# Centipede Soil Sample Results



## daviddsims (Apr 15, 2018)

I finally got around to doing soil samples of my centipede lawn and have posted the results below. There isn't a lot of talk on centipede on here but I'm hoping some will chime in with experience. The back yard actually looks much better than the front as I sprayed some Dismiss and MSM late last year and got too heavy handed. Do the recommendations from LSU look ok?


----------



## g-man (Jun 15, 2017)

I dont know much about centipede. I think it likes low nitrogen, and slightly acidic soils. I'm outside my comfort zone with recommendations for your soil.

Yes you are low in P and K. I'm assuming their recommendations are for the entire year. If so, I think it might be too much nitrogen for centipede. I would use Ammonium Sulfate (21-0-0) to help push the pH lower.
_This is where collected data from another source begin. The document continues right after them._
PR #10550, opened 2021-10-22
Stop duplicate campaign update

escopecz:
| BC breaks? (use the c.x branch)        | [?]

#### Description:

This PR decouples the segment member updates from the campaign member updates.

Removing the campaign membership build from segment membership will help with performance. The command `bin/console mautic:segments:update` will no longer update campaign membership which it shouldn't be doing anyway. Instead, the command `bin/console mautic:campaigns:update` will take care of the campaign members. Both commands are mandatory for Mautic to work, so there is no harm in removing campaign membership build from the segment membership build command.

This PR also optimizes how the batch segment change works as it was executing both adding and removing operations no matter if any segments were configured for both.

#### Steps to test this PR:
2. Create a segment with a filter that will match some contacts
3. Execute `bin/console mautic:segments:update` if you don't have cron configured on your testing instance.
4. Create a campaign that will add some points to all contacts. Use the previous segment as the campaign source.
5. Execute `bin/console mautic:campaigns:update`
6. Ensure that all contacts from the segment are members of the campaign.
7. Add a contact to the segment and remove another contact from the segment to test both options. Doing this manually from the contact list page as a batch operation is the simplest way to do it, but feel free to do it another way.
8. Execute `bin/console mautic:segments:update`. This WILL NOT change the campaign membership.
9. Execute `bin/console mautic:campaigns:update`. This WILL update the campaign membership to match the segment membership.

### BC changes
`Mautic\CampaignBundle\EventListener\LeadSubscriber::onLeadListBatchChange()` and `Mautic\CampaignBundle\EventListener\LeadSubscriber:: onLeadListChange()` public methods are removed, but I cannot imagine someone would extend a subscriber methods so I don't consider this a BC break. Just want to mention this if anyone has different opinion.

<a href="https://gitpod.io/#https://github.com/mautic/mautic/pull/10550"></a>


kuzmany (dismissed):
Yes, this could be useful in some cases. 
But prefer performance and not really need it. 
Smart change.
Tested and works as expected 👍 
Code looks good  👍 
Unit test included 👍

RCheesley (dismissed):
This works as explained in the description, however given it has BC changes we would have to merge this in the work for the 5.0 version of Mautic, [according to semver](https://semver.org/#spec-item-8).

RCheesley:
Also, some placating of the PHPSTAN gods is required 🙇

escopecz:
I've created new branch 5.x where we can merge PRs like this one.

escopecz:
As this is considered a BC break I started the `UPGRADE-5.0.md` doc and describing the change there. I'll merge it now to the 5.x branch to ensure the other PRs with BC changes can continue writing to that doc. @RCheesley OK with you?

RCheesley:
Yep OK with me! Thanks for getting that underway :)

kuzmany:
I am Okay with that If it going to 4.x? Can we consider it? 
That BC is not big deal.

escopecz:
If there is a chance of a BC then we should put it in the BC release. This change is nothing urgent. Just optimization.

escopecz:
@RCheesley I had a chat with @alanhartless about this and this is not a BC break as the `bin/console mautic:campaigns:update` must be executed anyway so the campaigns would work properly and it is one of the required commands to be run periodically:

https://docs.mautic.org/en/setup/cron-jobs

With these facts considered, are you OK if I re-open it against 4.x?

kuzmany:
As I said above I would like see this in 4.x

PR #10567, opened 2021-11-01
Csrf errors ajax endpoints

shinde-rahul:

| Q  | A
| --- | ---
| Bug fix? | Y
| New feature? | N
| Issues addressed (#s or URLs) | N/a
| BC breaks? | N
| Deprecations? | N

[//]: # ( Required: )
#### Description:
If the `mauticAjaxCsrf` set in the user browser differs from the one set on the server, we'll get an error message whenever an AJAX action is performed. This is because we use `POST` for all AJAX requests _even if the request is idempotent_ (not expected to have side-effects).  To fix that, this PR adds support to specify the request method when calling `Mautic.ajaxActionRequest`. It also updates any idempotent AJAX requests to use `GET` instead. 

This PR does _not_ address CSRF token errors that occur when submitting a form. From our extensive research into the errors, we could not find a code bug that would cause those errors. 

[//]: # ( As applicable: )
1. Login to your Mautic instance. This instance should have multiple segments or emails created in it. (We're going to reproduce using the stats column of one of those)
2. Open the developer console (right click anywhere, then click "Inspect" and go to the "Console" tab).
3. Copy and paste the following into your console `mauticAjaxCsrf = mauticAjaxCsrf + "a";`. This will change the CSRF token that gets sent with all AJAX requests.
4. Navigate to the Segments or Emails page
5. As it loads, you'll see the CSRF token error flash on the screen
6. Switch to the "Networking" tab in your developer console
7. You'll see all the stat requests were sent with `POST`

#### Steps to test this PR:
1. Redo reproduction steps
2. At step 5, no CSRF errors will appear while loading the stats column
3. At step 7, you'll see that the requests are sent using `GET`.

<a href="https://gitpod.io/#https://github.com/mautic/mautic/pull/10567"></a>


kuzmany (approved):
Really nice catch.
Thank you 

👍

biozshock:
Can confirm that the bug on the Emails is gone after applying the patch. 
Segments page does not have any ajax requests (am i missing something?).
Also was not able to find where the added functionality for lead count is used.

kuzmany:
@biozshock looks like segments ajax was not pushed to community repo yet. Thanks for review 🥇

kuzmany:
@shinde-rahul can you check PHPStan report? Then we can merge it.

app/bundles/LeadBundle/Assets/js/lead.js
```diff
@@ -244,6 +244,25 @@ Mautic.getLeadId = function() {
 }
 
 Mautic.leadlistOnLoad = function(container, response) {
+    const segmentCountElem = mQuery('a.col-count');
```
kuzmany: This PR is not complete.
The class `.col-count`  in count href tag here https://github.com/mautic/mautic/blob/ac66bcc8dac581d8b2ed8094f7f1e09ea7763515/app/bundles/LeadBundle/Views/List/list.html.php#L136

If I add it, then ajax call return error  (some other method haven't cherry picked)

image

kuzmany (changes requested):
@shinde-rahul looks like some commits haven't cherry picked. See my comment in the code

app/bundles/LeadBundle/Assets/js/lead.js
kuzmany: @shinde-rahul are you able to look on my comment? This looks like great PR, we would like to include it to 4.2.1

kuzmany: @shinde-rahul are you able to check the error?

shinde-rahul:
@kuzmany, thanks for your patience. I'll check the missing piece and added it that in here.

kuzmany:
@shinde-rahul can you check it? we noticed this issue few times, but need know If you gonna finish it or not

shinde-rahul:
I have rebased this with 4.4. It resolved the missing code part.

app/bundles/LeadBundle/Assets/js/lead.js
shinde-rahul: @kuzmany, some commits got added along the way. I have rebased this with 4.4 now.

kuzmany (approved):
Looks good to me 👍

kuzmany (commented):
Works as described. 
Nothing CSRF error anymore, request were GET 👍 
Code looks good

PR #10569, opened 2021-11-01
Update to include 4.x/0 dates and huntr.dev update

RCheesley:
Per discussions with the Security Team, we're switching to having reports come in through huntr.dev for review by the team. Also updated the 4.0 and added 4.x details.

No test required, just review & merge please :) 

<a href="https://gitpod.io/#https://github.com/mautic/mautic/pull/10569"></a>


SECURITY.md
```diff
@@ -31,7 +31,8 @@ For example, Mautic 3.1 will continue receiving security advisories until the re
 |3.1|17 Aug 2020|24 Aug 2020|23 Nov 2020|30 Nov 2020
 |3.2|23 Nov 2020|30 Nov 2020|16 Feb 2021|22 Feb 2021
 |3.3|16 Feb 2021|22 Feb 2021|17 May 2021|24 May 2021
-|4.0|17 May 2021|TBC 2021|TBC 2022|TBC 2022
+|4.x|16 Feb 2021|30 Aug 2021|26 Sept 2022|27 Feb 2023
+|4.0|17 May 2021|30 Aug 2021|29 Nov 2022|29 Nov 2022
```
dennisameling: Is it correct that active support for 4.0 (29 Nov 2022) is longer than 4.x (26 Sept 2022)? Shouldn't it be the other way round, just like is it for 3.0 and 3.x? 😊

dennisameling (commented):
This looks good - just had one question!

SECURITY.md
RCheesley: Doh. That should be 2021. Good catch!

PR #10548, opened 2021-10-22
Rewamp unsubscribe configuration

kuzmany:
| Q                                      | A
| -------------------------------------- | ---
| Bug fix? (use the a.b branch)          | [ ]
| New feature/enhancement? (use the a.x branch)      | [ ]
| Deprecations?                          | [ ]
| BC breaks? (use the c.x branch)        | [ ]
| Automated tests included?              | [ ] 
| Related user documentation PR URL      | mautic/mautic-documentation#... 
| Related developer documentation PR URL | mautic/developer-documentation#... 
| Issue(s) addressed                     | Fixes #... 

#### Steps to test this PR:

Todo 

- [x] add migrations

This PR rewamp unsubscribe configuration. 

We divided unsubscribe options for two **unsubscribe modes**

**Unsubscribe message** with related options

image

**Preference center** with related options

image

We've added new option to **Show contact channels preferences**  enable just checkboxes to subscribe for each channel (email, sms) and we keep optional options for channels Show channels frequency preferences and Show pause channels preferences 

We've added also `Custom preference landing page` option to choose dafault landing page as preference page. 

1. Load up [this PR](https://mautibox.com)
2. Test unsubscribe modes: message and preferences center
3. Test both preferences center - default and custom landing page. Don't forget use new Contact channels
4. You can also test migration

PR #8242, opened 2019-12-17
Allow contact to set DNC flag in preferences center

patrykgruszka:
[//]: # ( Please answer the following questions: )

| Q  | A
| --- | ---
| Bug fix? | N
| New feature? | N
| Automated tests included? | N
| Related user documentation PR URL | https://github.com/mautic/mautic-documentation/pull/88
| Related developer documentation PR URL | 
| Issues addressed (#s or URLs) | 
| BC breaks? | N
| Deprecations? | N

[//]: # ( Required: )
#### Description:
When preference center is activated there is no option for user to unsubscribe from all marketing messages. This PR allows user to set Do Not Contact flag by clicking link in subscription center. This is optional and can be turned off in Mautic configuration.

image

#### Steps to test this PR:
1. Load up [this PR](https://mautibox.com)
2. Activate Preferences center and Do Not Contact option in Mautic settings
3. Send email to user with unsubscribe link
4. Open preferences center (click unsubscribe link)
5. Click Unsubscribe from all marketing messages link
6. Contact should have DNC flag on

PR #10579, opened 2021-11-06
Rewamp unsubscribe configuration and unsubscribe from all token

kuzmany:

#### Description:

This PR is follow up to https://github.com/mautic/mautic/pull/10548  and https://github.com/mautic/mautic/pull/8242

This PR rewamp unsubscribe configuration. 

We divided unsubscribe options for two **unsubscribe modes**

**Unsubscribe message** with related options

image

**Preference center** with related options

image

Also add new token to page builder

image

You can now add title of section with channels and frequency

image

We've added new option to **Show contact channels preferences**  enable just checkboxes to subscribe for each channel (email, sms) and we keep optional options for channels Show channels frequency preferences and Show pause channels preferences 

We've added also `Custom preference landing page` option to choose dafault landing page as preference page. 

2. Test unsubscribe modes: message and preferences center
3. Test both preferences center - default and custom landing page. Don't forget use new Contact channels
4. You can also test migration

<a href="https://gitpod.io/#https://github.com/mautic/mautic/pull/10579"></a>


npracht:
@kuzmany is it working with grapes.js builder (which is default. And in M5 legacy will be removed) ?
Maybe https://github.com/mautic/grapesjs-preset-mautic/pull/8 can help you also.

jos0405:
The functionality is great, however I think the UI can lead to misunderstanding.

image

Now we have 3 options for Preference center:
1. Use standard unsub text (Super Simple Pref Center)
2. Use Advanced Custom preference Center (Simple Preference Center with Design)
3. Use a Custom landing page as default preference center

The UI doesn't show that there are 3 options, the 3rd option seems like another setting in option 2.
Is there a way to make it more distinct?

adiux:
Great PR! 

The way I understand the Unsubscribe/Preference Center it is just 2 options. The landing page is still affected by the toggles. But if it is 3 options it would make sense to have it "at the top".

I think it could make sense to switch the order of the two. Mode first, then the rest of the toggles.

You are using a toggle now as a tab. Which I think is not a UI pattern we use anywhere else. In other screens (like the contact detail) we use actual tabs for that. Or on the settings page we normally use dropdowns. So in order to be consistent (e.g. in the Email settings), I would use a dropdown.

kuzmany:
> The way I understand the Unsubscribe/Preference Center it is just 2 options. 

Yes, even If you use landing page prefs center, you need enabled/disabled each part in configuration. Without it slot not show in LP

> You are using a toggle now as a tab. Which I think is not a UI pattern we use anywhere else. In other screens (like the contact detail) we use actual tabs for that. Or on the settings page we normally use dropdowns. So in order to be consistent (e.g. in the Email settings), I would use a dropdown.

In toggle mode you see both prefs center type what it make more clear for customers. In dropdown they need make one more click. I would prefer  use toggle  in the case.

adiux:
I agree with your logic. But then we should start using them everywhere. Which would be great!

In order to make it a bit more clear that this is more of a "tab pattern" we could move the other toggles inside? Or give it some other visual hint that makes it clear that the buttons on top control the buttons below. Not the best example for this, but as an idea:
image

adiux:
Something else that would be nice to have. Simplify the UI with shorter texts and more clear buttons. Like this:
image

TechBill:
I have not test it but does this preference center update allow contact to leave or join different segment  base on selection they make on preference center?  I am using tags to add or remove contacts from segments but have to do it manually when I get notice that they want to unsubscribe one segment and subscribe other segment etc.  

Our segments are filtered by who have the tag to join it.

Thank you!

RCheesley:
If this is still relevant then it will need to be rebased and the conflict resolved - but as it seems to be for the legacy builder I'm not clear if it's something to bring forward?

kuzmany:
Convert to draft at the moment

PR #10582, opened 2021-11-08
Adding github action for splitting the monorepo into multi-repo

nickveenhof:
Adds the action that splits the monorepo into multi repositories. This is a PR  that was tested for the core-lib repository in the nickveenhof space.

The template for the change was not quite usable here as I didn't change any code, but rather fixed what was broken using the external git splitting repository.

A secret needs to be added to the mautic/mautic repository from a user that has access to all other repo's as well. I hope we can perhaps do this together during Mauticon


dennisameling (approved):
This is looking good. We'll just have to try and see if this works correctly. Fingers crossed 🤞🏼

PR #10585, opened 2021-11-08
WIP - getEmailPendingQuery performance improvements

liquidsnk:

#### Description:

This PR changes the getEmailPendingQuery method in a couple of ways to make the final query much faster with our dataset of 2M leads. This query is used both when accessing an email details, and multiple times while sending pending emails.
In our tests, performance of the query has improved 10X.

**Changes**
- Instead of using EXISTS subqueries to apply conditions, we use filters on INNER/LEFT joins (as appropriate) and then retrieve/count distinct instances.
- We inverted the whole query to start from lead_lists_leads and then join with leads, instead of querying FROM leads.
- We added an index to the leads table for the join to be faster. The index is explicitly suggested via "USE INDEX(leads_id_email)" since it was not being picked up by default.

#### Steps to test this PR:

**WIP**
1. Manually create our added index: `CREATE INDEX leads_id_email ON leads (id, email)`
2. Test `getEmailPendingQuery `performance through the different functionalities where it's used (looking into an email detail / sending an email)

<a href="https://gitpod.io/#https://github.com/mautic/mautic/pull/10585"></a>

### DIFF
--- a/app/bundles/EmailBundle/Entity/EmailRepository.php
+++ b/app/bundles/EmailBundle/Entity/EmailRepository.php
@@ -168,47 +168,46 @@ class EmailRepository extends CommonRepository
         $minContactId = null,
         $maxContactId = null,
         $countWithMaxMin = false
-    ) {
+        ) {
+        
+        $q = $this->getEntityManager()->getConnection()->createQueryBuilder();
+        
         // Do not include leads in the do not contact table
-        $dncQb = $this->getEntityManager()->getConnection()->createQueryBuilder();
-        $dncQb->select('null')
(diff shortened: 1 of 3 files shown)


escopecz:
We went one step further and did this: https://github.com/mautic/mautic/pull/10590

liquidsnk:
> 
> 
> We went one step further and did this: #10590

We considered this and applied it in our environment for a while. Improving the query however, in addition to keeping the count there in case it's wanted, helps when it's called to show progress while sending pending emails.
I have not checked, but perhaps another option would be to just re-use the value from the email list which is clearly cached?

jos0405:
I close this in favor of https://github.com/mautic/mautic/pull/10590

I google search this info that describes how much nitrogen to use and not to use too much P at once. https://aggie-horticulture.tamu.edu/plantanswers/turf/publications/centipede.html


----------



## Greendoc (Mar 24, 2018)

With that test, I would be applying the Ammonium Sulfate and no P at all. Yes to the K. Centipede thrives in acidic, low Phosphorus soils. Raising P levels can cause the Centipede to decline from the P interfering with micronutrients. Centipede is a grass that I know turns purple if K is inadequate. Note this because in other grasses, purpling suggests P deficiency.


----------



## daviddsims (Apr 15, 2018)

Thanks for the feedback @Greendoc. I have purple blades everywhere in the front lawn even now with it dormant.


----------



## SCGrassMan (Dec 17, 2017)

Treat centipede with Vitamin G(lyphosphate) until the infestation is eliminated and resod with Zoysia


----------



## daviddsims (Apr 15, 2018)

@SCGrassMan you don't know how much that has crossed my mind. I have a small patch of palisades zoysia in the front that I would love to finish out.


----------



## SCGrassMan (Dec 17, 2017)

I'll tell you what I've told other people. I've hammered centipede with every chemical and fertilizer out there, cut it low with sharp blades, etc and it never looks better than just pretty good. It's the same price as every other sod out there, I really have no idea why people put it in. ALL of the new housing developments here use it, and it's awful and prone to insects.


----------



## Greendoc (Mar 24, 2018)

Centipede is a coarse, rough grass. It will never get tight and fine. 5/8" Centipede does not look as good as 1/2" Empire. I know @bigmks gave up on his and went Zoysia.


----------



## reauxl tigers (Feb 7, 2019)

How did you go about getting a soil test from the ag center?


----------



## daviddsims (Apr 15, 2018)

reauxl tigers said:


> How did you go about getting a soil test from the ag center?


I just used ziploc bags and printed the form from online. It only took a week or so from the time I sent it off to get results.


----------



## bigmks (May 22, 2018)

Greendoc said:


> Centipede is a coarse, rough grass. It will never get tight and fine. 5/8" Centipede does not look as good as 1/2" Empire. I know @bigmks gave up on his and went Zoysia.


Yes and no turning back. I also invested into a reel mower. Wish I could have done my backyard with zosia too , but I'm broke! Pictures will be on the way soon!


----------